La définition du parti à l'époque:
«Le but du Parti socialiste est de libérer la personne humaine de toutes les aliénations qui l'oppriment et par conséquent d'assurer à l'homme, à la femme, à l'enfant, dans une société fondée sur l'égalité et la fraternité, le libre exercice de leurs droits et le plein épanouissement de leurs facultés naturelles dans le respect de leurs devoirs à l'égard de la collectivité (...) Parce qu'ils sont des démocrates conséquents, les socialistes estiment qu'il ne peut exister de démocratie réelle dans la société capitaliste. C'est en ce sens que le Parti socialiste est un Parti révolutionnaire.»

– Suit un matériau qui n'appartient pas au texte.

Issue #989, opened 2025-06-05
Batch inserts


canton-network-da:
[ This issue was auto-migrated from DA's internal repo (DACH-NY/canton-network-node#5643). Original author: @OriolMunoz-da ]

See: https://github.com/DACH-NY/canton-network-node/pull/5624#discussion_r1227088411

PR #2998, opened 2025-10-30
Batch ACS ingestion (non-import)

OriolMunoz-da:
Fixes https://github.com/hyperledger-labs/splice/issues/3049

1 by 1 ingestion:
```
Ingested 2671 in 29289112 ns, average time: 19731946.05 ns over 2672 records, total time: 52723759853 ms

=> 19.73 ms per item
```

batches of 100 latest results after commits from Nov 4:
`Ingested batch 6624 (86 elements) in 31703632 ns, average per-item time: 303890.00 ns over 662387 records, total time: 201292788597 ns`

meaning that on my laptop, to ingest the cilr ACS dump:
- 0.3ms per item :warning: 
- 3.35m total

batches of 1000 were slower than 100 on my machine

See here for how the tests were run: https://github.com/hyperledger-labs/splice/pull/2998#issuecomment-3481504620

### DIFF
--- a/apps/common/src/main/scala/org/lfdecentralizedtrust/splice/automation/UpdateIngestionService.scala
+++ b/apps/common/src/main/scala/org/lfdecentralizedtrust/splice/automation/UpdateIngestionService.scala
@@ -102,7 +102,7 @@ class UpdateIngestionService(
         logger.debug(s"Processing batch of ${batch.size} elements")
         ingestionSink.ingestUpdateBatch(batch.map(_.updateOrCheckpoint))
       case None =>
-        logger.warn("Received empty batch of updates to ingest. This is never supposed to happen.")
+        logger.error("Received empty batch of updates to ingest. This is never supposed to happen.")
         Future.unit
     }
   }
--- a/apps/common/src/main/scala/org/lfdecentralizedtrust/splice/store/db/DbMultiDomainAcsStore.scala
+++ b/apps/common/src/main/scala/org/lfdecentralizedtrust/splice/store/db/DbMultiDomainAcsStore.scala
@@ -1636,7 +1636,8 @@ final class DbMultiDomainAcsStore[TXE](
     )
 
     case class AcsInsertEntry(
-        offset: Long, // not always the same as `createdEvent.getOffset`
+        // not always the same as `createdEvent.getOffset`: when `ingestACS`ing, it's `participantBegin`
+        offset: Long,
         createdEvent: CreatedEvent,
         stateData: ContractStateRowData,
     )


apps/app/src/test/scala/org/lfdecentralizedtrust/splice/integration/tests/DecentralizedSynchronizerMigrationIntegrationTest.scala
```diff
@@ -435,9 +435,11 @@ class DecentralizedSynchronizerMigrationIntegrationTest
         .getExternalPartyBalance(externalParty)
         .totalUnlockedCoin shouldBe "0.0000000000"
       walletClient.transferPreapprovalSend(externalParty, 40.0, UUID.randomUUID.toString)
-      validatorBackend
-        .getExternalPartyBalance(externalParty)
-        .totalUnlockedCoin shouldBe "40.0000000000"
+      eventually() {
```
rautenrieth-da, line 438: I assume those are fixes for existing flakes that now occur more frequently with your changes?

apps/common/src/main/scala/org/lfdecentralizedtrust/splice/config/AutomationConfig.scala
```diff
@@ -108,3 +109,8 @@ case class AutomationConfig(
   def topupTriggerPollingInterval_ : NonNegativeFiniteDuration =
     topupTriggerPollingInterval.getOrElse(pollingInterval)
 }
+
+case class IngestionConfig(
+    maxBatchSize: Int = 100,
+    batchWaitTime: PositiveFiniteDuration = PositiveFiniteDuration.ofMillis(50L),
+)
```
rautenrieth-da, line 118: Default looks sensible

apps/common/src/main/scala/org/lfdecentralizedtrust/splice/store/UpdateHistory.scala
```diff
@@ -319,72 +320,76 @@ class UpdateHistory(
...
-        val offset: Long = updateOrCheckpoint.offset
-        val recordTime = updateOrCheckpoint match {
-          case TreeUpdateOrOffsetCheckpoint.Update(ReassignmentUpdate(reassignment), _) =>
-            Some(reassignment.recordTime)
-          case TreeUpdateOrOffsetCheckpoint.Update(TransactionTreeUpdate(tree), _) =>
-            Some(CantonTimestamp.assertFromInstant(tree.getRecordTime))
-          case TreeUpdateOrOffsetCheckpoint.Checkpoint(_) => None
-        }
+        MonadUtil
+          .sequentialTraverse(batch.toList) { updateOrCheckpoint =>
```
rautenrieth-da, line 327: This is not doing any actual batching, is it? Do we have an issue for also batching update history inserts, or is that currently not a bottleneck?

apps/common/src/main/scala/org/lfdecentralizedtrust/splice/store/db/DbMultiDomainAcsStore.scala
```diff
@@ -2193,4 +2295,36 @@ object DbMultiDomainAcsStore {
...
   }
+
+  sealed trait BatchStep
+  case class UpdateCheckpoint(checkpoint: TreeUpdateOrOffsetCheckpoint.Checkpoint) extends BatchStep
+  case class IngestReassignment(update: ReassignmentUpdate, synchronizerId: SynchronizerId)
+      extends BatchStep
+  case class IngestTransactionTreesBatch(batch: NonEmptyVector[IngestTransactionTree])
+      extends BatchStep
+  case class IngestTransactionTree(tree: Transaction, synchronizerId: SynchronizerId)
+  def batchInsertionSteps(
```
rautenrieth-da: If I understand correctly, this rolls up consecutive transaction tree updates into a single "step". Can we do even more? For example, can we first remove all offset checkpoints that are not at the tail of the list? That would allow us to roll up even more transaction trees.

apps/app/src/test/scala/org/lfdecentralizedtrust/splice/integration/tests/DecentralizedSynchronizerMigrationIntegrationTest.scala
OriolMunoz-da, line 438: (since this is the first file)
The `groupedWithin` makes some ingestion flakes more likely to appear, so you'll see some eventuallys added here and there...
That being said, I reduced the waitTime in one of the latter commits ,so this might not be necessary anymore but doesn't hurt either

apps/common/src/main/scala/org/lfdecentralizedtrust/splice/automation/UpdateIngestionService.scala
```diff
@@ -85,16 +86,29 @@ class UpdateIngestionService(
           } yield offset
       }
     } yield new SpliceLedgerSubscription(
-      source = connection.updates(subscribeFrom, filter),
+      source = connection
+        .updates(subscribeFrom, filter)
+        .groupedWithin(
+          config.ingestion.maxBatchSize,
+          config.ingestion.batchWaitTime.asFiniteApproximation,
+        ),
```
OriolMunoz-da: lmk if you have better ideas
`batchWaitTime` is 50ms

apps/common/src/main/scala/org/lfdecentralizedtrust/splice/store/db/AcsQueries.scala
```diff
@@ -268,21 +268,19 @@ trait AcsQueries extends AcsJdbcTypes {
...
-      sp: SetParameter[V]
-  ): SQLActionBuilder = {
+  protected def sqlCommaSeparated(
+      seq: Iterable[SQLActionBuilder]
+  ): SQLActionBuilderChain = {
     seq
-      .map(v => sql"$v")
+      .map(SQLActionBuilderChain(_))
       .reduceOption { (acc, next) =>
-        (acc ++ sql"," ++ next).toActionBuilder
```
OriolMunoz-da, line 279: I removed a bunch of noisy `toActionBuilder`

apps/common/src/main/scala/org/lfdecentralizedtrust/splice/store/db/AcsRowData.scala
```diff
@@ -24,6 +25,10 @@ trait AcsRowData {
 }
 
 object AcsRowData {
+  trait HasIndexColumns[R] {
```
OriolMunoz-da, line 28: the problem (with Scan as example):
- ScanAcsRowData.indexColumns returns all columns, with either Some or None as value, which is fine
- The interface fallback returns NO columns, which means it will be missing columns when batch inserting

So I needed to associate which column names to insert per AcsRowData type, and this seemed the most straightforward way (otherwise I need to propagate type signatures to every AppStore and that was too noisy for no benefit). For the interface fallback, they are assigned to `null`.

apps/common/src/main/scala/org/lfdecentralizedtrust/splice/store/db/DbMultiDomainAcsStore.scala
```diff
@@ -1229,289 +1251,317 @@ final class DbMultiDomainAcsStore[TXE](
...
+                            ),
+                          summary,
+                        )
+                      )
+                    }
+                } yield ()
+              case Delete(exercisedEvent) =>
+                doDeleteContract(exercisedEvent, summary)
+            })*),
+            DBIO.seq(txLogEntries.map { case (recordTime, (txe, offset, synchronizerId)) =>
```
OriolMunoz-da: https://github.com/hyperledger-labs/splice/issues/3048

apps/common/src/main/scala/org/lfdecentralizedtrust/splice/store/MultiDomainAcsStore.scala
```diff
@@ -739,14 +751,9 @@ object MultiDomainAcsStore extends StoreErrors {
         incompleteIn: Seq[IncompleteReassignmentEvent.Assign],
     )(implicit traceContext: TraceContext): Future[Unit]
 
-    def ingestUpdate(update: TreeUpdateOrOffsetCheckpoint)(implicit
+    def ingestUpdateBatch(batch: NonEmptyList[TreeUpdateOrOffsetCheckpoint])(implicit
         traceContext: TraceContext
     ): Future[Unit]
-
-    final def ingestUpdate(synchronizerId: SynchronizerId, update: TreeUpdate)(implicit
```
OriolMunoz-da, line 746: moved to test-only code

apps/scan/src/main/scala/org/lfdecentralizedtrust/splice/scan/admin/api/client/commands/HttpScanAppClient.scala
```diff
@@ -1410,6 +1410,8 @@ object HttpScanAppClient {
     override def handleOk()(implicit decoder: TemplateJsonDecoder) = {
       case http.GetUpdateByIdV1Response.OK(response) =>
         Right(response)
+      case http.GetUpdateByIdV1Response.NotFound(_) =>
+        Left(s"Update with ID $updateId not found")
```
OriolMunoz-da, line 1414: somehow managed to get a MatchError flake, looks like thsi was missing

apps/common/src/main/scala/org/lfdecentralizedtrust/splice/automation/UpdateIngestionService.scala
moritzkiefer-da: hm why do we need to batch with a wait time? I was expecting we have a buffer of maxBatchSize. We stream getUpdates into that. We then take the full buffer contents and insert them, concurrently we stream getUpdates into the buffer again. After you finished the insert you take your full buffer again.
That way on low throughput you don't batch anything and you get low latency. But as throughput increases you batch more.

OriolMunoz-da: hmmm... is that as simple as the `source.batch` from pekko streams?

moritzkiefer-da: I believe so yes

apps/app/src/test/scala/org/lfdecentralizedtrust/splice/integration/tests/DecentralizedSynchronizerMigrationIntegrationTest.scala
OriolMunoz-da: there's no `groupedWithin` anymore, see here: https://github.com/hyperledger-labs/splice/pull/2998#discussion_r2487183832

so I guess I just fixed very unlikely flakes :shrug:

apps/common/src/main/scala/org/lfdecentralizedtrust/splice/automation/UpdateIngestionService.scala
```diff
@@ -85,16 +86,26 @@ class UpdateIngestionService(
           } yield offset
       }
     } yield new SpliceLedgerSubscription(
-      source = connection.updates(subscribeFrom, filter),
+      source = connection
+        .updates(subscribeFrom, filter)
+        .batch(config.ingestion.maxBatchSize.toLong, Vector(_))(_ :+ _),
```
moritzkiefer-da, line 91: Let's add a histogram metric for the batch size.

apps/common/src/main/scala/org/lfdecentralizedtrust/splice/store/db/DbMultiDomainAcsStore.scala
```diff
@@ -1562,57 +1612,121 @@ final class DbMultiDomainAcsStore[TXE](
...
+        contractFilter.getInterfaceViewsIndexColumnNames
+      )
+      for {
+        rawContractIdToEventNumber <- (sql"""
+                insert into #$acsTableName(store_id, migration_id, contract_id, template_id_package_id, template_id_qualified_name, package_name,
+                                           create_arguments, created_event_blob, created_at, contract_expires_at,
+                                           assigned_domain, reassignment_counter, reassignment_target_domain,
+                                           reassignment_source_domain, reassignment_submitter, reassignment_unassign_id
+                                           #$acsIndexColumnNames)
+                values """ ++ joinedAcsTableValues ++ sql" returning contract_id, event_number").toActionBuilder
```
moritzkiefer-da, line 1665: is this subject to the 65k query param limit for a statement? 100 txs with 1k events each doesn't seem that unrealistic based on some of the transactions I've seen on mainnet.

I think Canton uses a `          MonadUtil.batchedSequentialTraverse` to guard against this usually.

apps/common/src/main/scala/org/lfdecentralizedtrust/splice/store/db/DbMultiDomainAcsStore.scala
```diff
@@ -1562,57 +1612,121 @@ final class DbMultiDomainAcsStore[TXE](
...
+        .map(entry => entry.createdEvent.getContractId -> getInsertValues(entry))
+      val acsTableValues = insertValues.map(_._2.acsTable)
+      val joinedAcsTableValues = acsTableValues.reduceLeft(_ ++ sql"," ++ _)
+      // column names are hardcoded so they can be raw-interpolated
+      val acsIndexColumnNames = mkIndexColumnNames(contractFilter.getAcsIndexColumnNames)
+      val interfaceViewsIndexColumnNames = mkIndexColumnNames(
+        contractFilter.getInterfaceViewsIndexColumnNames
+      )
+      for {
+        rawContractIdToEventNumber <- (sql"""
```
moritzkiefer-da: this is probably a naive question, Canton has `DbStorage.bulkOperation`. Would it make sense to use this here? It seems a bit more clever. It doesn't support the returning stuff I guess, dunno if we need that.

apps/common/src/main/scala/org/lfdecentralizedtrust/splice/store/db/DbMultiDomainAcsStore.scala
moritzkiefer-da: probably worth adding a test that tries to insert large batches to see that it doesn't blow up

moritzkiefer-da (commented):
didn't finish review but publishing my comments so far, overall looks great!

apps/common/src/main/scala/org/lfdecentralizedtrust/splice/store/db/DbMultiDomainAcsStore.scala
OriolMunoz-da: unfortunately I need the returning (or a query afterwards, but that's worse than returning) to insert the corresponding interface views, as they're referenced by event_number (PK)

apps/common/src/main/scala/org/lfdecentralizedtrust/splice/store/db/DbMultiDomainAcsStore.scala
OriolMunoz-da: added a test here: https://github.com/hyperledger-labs/splice/pull/2998/commits/e0f2a04edebc1a499ff776406e26dfc002203e36
it still works with 10k created events per batch, but it's too slow
at 10x more, it OOMs on my machine before hitting any other limit

I'll still check to add the `MonadUtil.batchedSequentialTraverse` for extra safety though

OriolMunoz-da: > I'll still check to add the MonadUtil.batchedSequentialTraverse for extra safety though

actually doesn't look like I can do that in the current implementation:
- DBIO doesn't have a Parallel instance
- Moving that to the Future means that this is not transactional with the txlog

lmk if I'm misisng something

apps/common/src/main/scala/org/lfdecentralizedtrust/splice/store/db/DbMultiDomainAcsStore.scala
```diff
@@ -1562,57 +1613,121 @@ final class DbMultiDomainAcsStore[TXE](
...
 
-    private def doIngestAcsInsert(
-        offset: Long,
+    case class AcsInsertEntry(
+        offset: Long, // not always the same as `createdEvent.getOffset`
         createdEvent: CreatedEvent,
         stateData: ContractStateRowData,
+    )
+    private def doIngestAcsInserts(
+        entries: NonEmptyList[AcsInsertEntry],
```
rautenrieth-da, line 1645: This method is always called as
```scala
DBIO.seq(doIngestAcsInserts(NonEmptyList.of(singleElement)))
```

is that just preparation for some future refactoring or am I missing something? Don't we end up executing the exact same SQL statements, just more of them wrapped in a single transaction? What change in this PR is responsible for the 10x improvement that you measured?

apps/common/src/main/scala/org/lfdecentralizedtrust/splice/store/db/DbMultiDomainAcsStore.scala
```diff
@@ -1229,289 +1251,318 @@ final class DbMultiDomainAcsStore[TXE](
...
-              st
-            }
-          },
+      val workTodo = trees.batch
+        .map(tree =>
+          Trees
+            .foldTree(
+              tree.tree,
+              VectorMap.empty[String, OperationToDo],
+            )(
```
rautenrieth-da: Is there a reason why we can't calculate a single `workTodo`, processing the events from all trees together? AFAICT, that would have two benefits:

1. It would allow us to apply the `optimization: a delete on a contract cancels-out with the corresponding insert` for contracts that are created and archived in different transactions from the same batch. Looking at the [distribution of MainNet contract life times](https://docs.google.com/document/d/11BE-R2kVL3pnC20fDKWhzr-PN1iBf7Su-DtcmXUpUGk/edit?tab=t.0#heading=h.15ln8q7khx97), this is unlikely to optimize away anything

2. It would allow us to convert the `DBIO.seq(DBIO.seq(workTodo.map(... DBIO.seq(...))))` into batch statements

apps/app/src/test/scala/org/lfdecentralizedtrust/splice/integration/tests/DecentralizedSynchronizerMigrationIntegrationTest.scala
OriolMunoz-da: see here : https://github.com/hyperledger-labs/splice/pull/2998#discussion_r2487213101

apps/common/src/main/scala/org/lfdecentralizedtrust/splice/config/AutomationConfig.scala
OriolMunoz-da: note batchWaitTime has been removed

apps/common/src/main/scala/org/lfdecentralizedtrust/splice/store/UpdateHistory.scala
OriolMunoz-da: we only care about the ACS import (that doesn't go through ingestAcs) for now, though ofc everything else needs to be worked on
I am tracking them in https://github.com/hyperledger-labs/splice/issues/989

apps/common/src/main/scala/org/lfdecentralizedtrust/splice/store/db/DbMultiDomainAcsStore.scala
OriolMunoz-da: I'm very mystified as to how I even saw a performance increase - you're right, that's definitely wrong

apps/common/src/main/scala/org/lfdecentralizedtrust/splice/store/db/DbMultiDomainAcsStore.scala
OriolMunoz-da: > It would allow us to apply the optimization: a delete on a contract cancels-out with the corresponding insert for contracts that are created and archived in different transactions from the same batch.

this is already the case

> It would allow us to convert the DBIO.seq(DBIO.seq(workTodo.map(... DBIO.seq(...)))) into batch statements

odds are this is just me being stupid like above

apps/common/src/main/scala/org/lfdecentralizedtrust/splice/store/db/DbMultiDomainAcsStore.scala
OriolMunoz-da: I was indeed missing something: https://github.com/hyperledger-labs/splice/pull/2998#discussion_r2490626920
my stupidity clouds my brain

apps/common/src/main/scala/org/lfdecentralizedtrust/splice/automation/UpdateIngestionService.scala
OriolMunoz-da, line 91: another improvement I can think here is to use `batchWeighted`, computing the weight something like every event adds X to the cost

wdyt?

apps/common/src/main/scala/org/lfdecentralizedtrust/splice/store/db/DbMultiDomainAcsStore.scala
OriolMunoz-da: fixed and made sure that it doesn't blow up, though by adding some `grouped` in the batching statements code...

OriolMunoz-da:
latest results after commits from today:
`Ingested batch 6624 (86 elements) in 31703632 ns, average per-item time: 303890.00 ns over 662387 records, total time: 201292788597 ns`

meaning that on my laptop, to ingest the cilr ACS dump:
- 0.3ms per item :warning: 
- 3.35m total

apps/common/src/main/scala/org/lfdecentralizedtrust/splice/automation/UpdateIngestionService.scala
rautenrieth-da: Sounds like a good idea, would also allow you to set an upper bound on the number of events in the batch, to prevent `SELECT ... WHERE ... IN (a,b,c,d,...)` statements from blowing up because of too many parameters.

ray-roestenburg-da: Sounds like a good idea, you mean look into updates and see the size of them basically in terms of events and calculate some weight based on that right? Sounds like something to do to finetune though, would be nice to see how this performs first

apps/common/src/main/scala/org/lfdecentralizedtrust/splice/automation/UpdateIngestionService.scala
```diff
@@ -85,16 +86,26 @@ class UpdateIngestionService(
...
-  )(implicit traceContext: TraceContext) =
-    ingestionSink.ingestUpdate(msg.updateOrCheckpoint)
+      msgs: Seq[GetTreeUpdatesResponse]
+  )(implicit traceContext: TraceContext): Future[Unit] = {
+    NonEmptyList.fromFoldable(msgs) match {
+      case Some(batch) =>
+        logger.debug(s"Processing batch of ${batch.size} elements")
+        ingestionSink.ingestUpdateBatch(batch.map(_.updateOrCheckpoint))
+      case None =>
+        logger.warn("Received empty batch of updates to ingest. This is never supposed to happen.")
```
ray-roestenburg-da: This is an error IMHO

apps/common/src/main/scala/org/lfdecentralizedtrust/splice/store/db/DbMultiDomainAcsStore.scala
ray-roestenburg-da: Maybe just the batching in reading already helped a lot? We definitely need to understand this.

ray-roestenburg-da: ah wait this is outdated, in ingestTransactionTrees you do some form of batching

ray-roestenburg-da: So I guess `DBIO.sequence(entries.grouped(ingestionConfig.maxEntriesPerInsert).map { entries => ...` is causing the performance increase?

apps/common/src/main/scala/org/lfdecentralizedtrust/splice/store/db/DbMultiDomainAcsStore.scala
```diff
@@ -1562,57 +1635,123 @@ final class DbMultiDomainAcsStore[TXE](
       reassignmentUnassignId = Some(String255.tryCreate(event.unassignId)),
     )
 
-    private def doIngestAcsInsert(
-        offset: Long,
+    case class AcsInsertEntry(
+        offset: Long, // not always the same as `createdEvent.getOffset`
```
ray-roestenburg-da: This comment needs a little more context, why is this?

apps/common/src/main/scala/org/lfdecentralizedtrust/splice/store/db/DbMultiDomainAcsStore.scala
```diff
@@ -1562,57 +1635,123 @@ final class DbMultiDomainAcsStore[TXE](
...
+        val acsTableValues = insertValues.map(_._2.acsTable)
+        val joinedAcsTableValues = acsTableValues.reduceLeft(_ ++ sql"," ++ _)
+        // column names are hardcoded so they can be raw-interpolated
+        val acsIndexColumnNames = mkIndexColumnNames(contractFilter.getAcsIndexColumnNames)
+        val interfaceViewsIndexColumnNames = mkIndexColumnNames(
+          contractFilter.getInterfaceViewsIndexColumnNames
+        )
+        for {
+          rawContractIdToEventNumber <- (sql"""
+                insert into #$acsTableName(store_id, migration_id, contract_id, template_id_package_id, template_id_qualified_name, package_name,
```
ray-roestenburg-da, line 1660: You can probably improve this by using addBatch in a prepared statement?

ray-roestenburg-da: You can do that in a separate PR, this is already great of course

ray-roestenburg-da: Please run a cluster test

apps/common/src/main/scala/org/lfdecentralizedtrust/splice/store/db/DbMultiDomainAcsStore.scala
```diff
@@ -1631,39 +1770,35 @@ final class DbMultiDomainAcsStore[TXE](
...
-          and contract_id = ${lengthLimited(event.getContractId)}
-      """.map {
-        case 1 =>
-          summary.ingestedArchivedEvents.addOne(event)
-        case _ =>
-          // there was actually no contract with that id. This can happen because:
-          // `contractFilter.mightContain` in `getIngestionWork` can return true for a template,
-          // but that might still satisfy some other filter, so the contract was never inserted
-          summary.numFilteredArchivedEvents += 1
+    private def doDeleteContracts(events: Seq[ExercisedEvent], summary: MutableIngestionSummary) = {
```
ray-roestenburg-da, line 1782: Probably in a different PR, I would be interested in metrics on the number of these deletes executed (in the context of the ingestion), as well as the nr of inserts.

apps/common/src/main/scala/org/lfdecentralizedtrust/splice/store/StoreMetrics.scala
```diff
@@ -45,6 +46,14 @@ class StoreMetrics(metricsFactory: LabeledMetricsFactory)(metricsContext: Metric
     )
   )(metricsContext)
 
+  val batchSize: Histogram = metricsFactory.histogram(
```
ray-roestenburg-da, line 49: so yeah per batch the number of inserts and deletes would be interesting

apps/scan/src/main/scala/org/lfdecentralizedtrust/splice/scan/store/db/ScanTables.scala
```diff
@@ -67,26 +67,71 @@ object ScanTables extends AcsTables {
...
+      ScanAcsStoreRowData.IndexColumns.member_traffic_domain -> memberTrafficDomain,
+      ScanAcsStoreRowData.IndexColumns.total_traffic_purchased -> totalTrafficPurchased,
+      ScanAcsStoreRowData.IndexColumns.validator_license_rounds_collected -> validatorLicenseRoundsCollected,
+      ScanAcsStoreRowData.IndexColumns.sv_party -> svParty,
+      ScanAcsStoreRowData.IndexColumns.vote_action_requiring_confirmation -> voteActionRequiringConfirmation,
+      ScanAcsStoreRowData.IndexColumns.vote_requester_name -> voteRequesterName.map(lengthLimited),
+      ScanAcsStoreRowData.IndexColumns.vote_request_tracking_cid -> voteRequestTrackingCid,
+      ScanAcsStoreRowData.IndexColumns.transfer_preapproval_receiver -> transferPreapprovalReceiver,
+      ScanAcsStoreRowData.IndexColumns.transfer_preapproval_valid_from -> transferPreapprovalValidFrom,
+      ScanAcsStoreRowData.IndexColumns.wallet_party -> walletParty,
```
ray-roestenburg-da, line 86: Thanks for cleanup!

apps/common/src/main/scala/org/lfdecentralizedtrust/splice/store/db/DbMultiDomainAcsStore.scala
OriolMunoz-da: Note that the query is using RETURNING, which doesn't seem to be compatible with preparedstatement batches judging by this comment from Canton:
https://github.com/hyperledger-labs/splice/blob/e03b0cc172bf1d83ac7a8ee76feed20c79a9157c/canton/community/base/src/main/scala/com/digitalasset/canton/resource/Storage.scala#L688

> The operation must not return a result set!

Furhtermore, this is the signature of `executeBatch`:
`int[] executeBatch() throws SQLException;`

This is unlike:
`ResultSet executeQuery() throws SQLException`
which returns a ResultSet

ray-roestenburg-da: yeah, reading up, the `... returning ...` query in postgres is not supported in addBatch in this way.

ray-roestenburg-da: This is probably already good enough and close to the performance you get from that anyway

apps/common/src/main/scala/org/lfdecentralizedtrust/splice/store/db/DbMultiDomainAcsStore.scala
OriolMunoz-da: already done :smile: : https://github.com/hyperledger-labs/splice/pull/2946/files#diff-5b8e9f3158653279c0c943bd4e5c5a2045ac0bbd84db623fbf2da5f7329bce38R2259

apps/common/src/main/scala/org/lfdecentralizedtrust/splice/store/StoreMetrics.scala
OriolMunoz-da: same as above: https://github.com/hyperledger-labs/splice/pull/2946/files#diff-5b8e9f3158653279c0c943bd4e5c5a2045ac0bbd84db623fbf2da5f7329bce38R2259

apps/common/src/main/scala/org/lfdecentralizedtrust/splice/store/db/DbMultiDomainAcsStore.scala
ray-roestenburg-da: Oh nice! yeah archived == deleted, cool.

apps/common/src/main/scala/org/lfdecentralizedtrust/splice/store/StoreMetrics.scala
ray-roestenburg-da: Thanks yeah read over that one

apps/common/src/main/scala/org/lfdecentralizedtrust/splice/store/db/DbMultiDomainAcsStore.scala
OriolMunoz-da: > So I guess DBIO.sequence(entries.grouped(ingestionConfig.maxEntriesPerInsert).map { entries => ... is causing the performance increase?

no, that's just for safety, to avoid passing more than the 65k parameters to postgres and was added later

there was an initial performance increase caused by ¿¿¿some change??? 
then batching was properly finalized in https://github.com/hyperledger-labs/splice/pull/2998/commits/9a6f3edf0812abd31ae6543161ff1223fb6f48c3 and then gave an even further performance increase

ray-roestenburg-da: Thanks

ray-roestenburg-da: Yeah I meant doIngestAcsInserts, and of course then you have to actually call it with a batch of entries, not just one :-)

OriolMunoz-da:
Successful cluster test: https://app.circleci.com/pipelines/github/DACH-NY/canton-network-internal/39546/workflows/58f344c7-bb98-42d6-99a1-fc118458a7aa (had to rerun because docker failed to pull postgres :rage4: )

Lire le texte intégral en cliquant ici
Pour mémoire, les interventions de Pierre Mauroy et François Mitterrand à la tribune du congrès d'Epinay...
1990
C'est au congrès de Toulouse de 1985, sur proposition de Michel Rocard, qu'il est décidé de rédiger une quatrième version des principes socialistes tenant compte de la participation au pouvoir et du «tournant de la rigueur», ainsi que de l'adaptation du PS au capitalisme. Objet d'un consensus entre huit des neuf sensibilités qui vont se déchirer lors du congrès de Rennes, elle sera largement adoptée, ce qui n'empêchera pas l'unanimité de se disloquer quelques semaines plus tard (voir un reportage vidéo du congrès de Rennes sur le site de l'INA). Seule la motion de Jean-Pierre Chevènement refusera d'y adhérer en rejetant le terme de «communauté européenne». La nouvelle philosophie du texte se concrétisera dans le projet socialiste adopté lors du congrès de l'Arche en 1991 (voir un reportage de l'époque sur le site de l'INA).
La définition du parti à l'époque:
«Le Parti socialiste se fixe comme objectif l'émergence, par la voie démocratique, d'une société qui réponde aux aspirations fondamentales de la personne humaine telles que les ont définies des siècles de luttes pour le progrès et que les expriment aujourd'hui tous les peuples : la liberté, l'égalité et la dignité des hommes et des femmes, le bien-être, la responsabilité et la solidarité.
Parti de rassemblement, il met le réformisme au service des espérances révolutionnaires. Il s'inscrit ainsi dans la démarche historique du socialisme démocratique (...) Le Parti socialiste est un parti de transformation sociale. La faillite des sociétés bureaucratiques ne lui fait pas oublier que le capitalisme développe les inégalités, accentue les déséquilibres mondiaux, exploite les richesses du Tiers-Monde et maintient dans de nombreux pays chômage et exclusions.
Le Parti socialiste est donc favorable à une société d'économie mixte qui, sans méconnaître les règles du marché, fournit à la puissance publique et aux acteurs sociaux les moyens de réaliser des objectifs conformes à l'intérêt général.»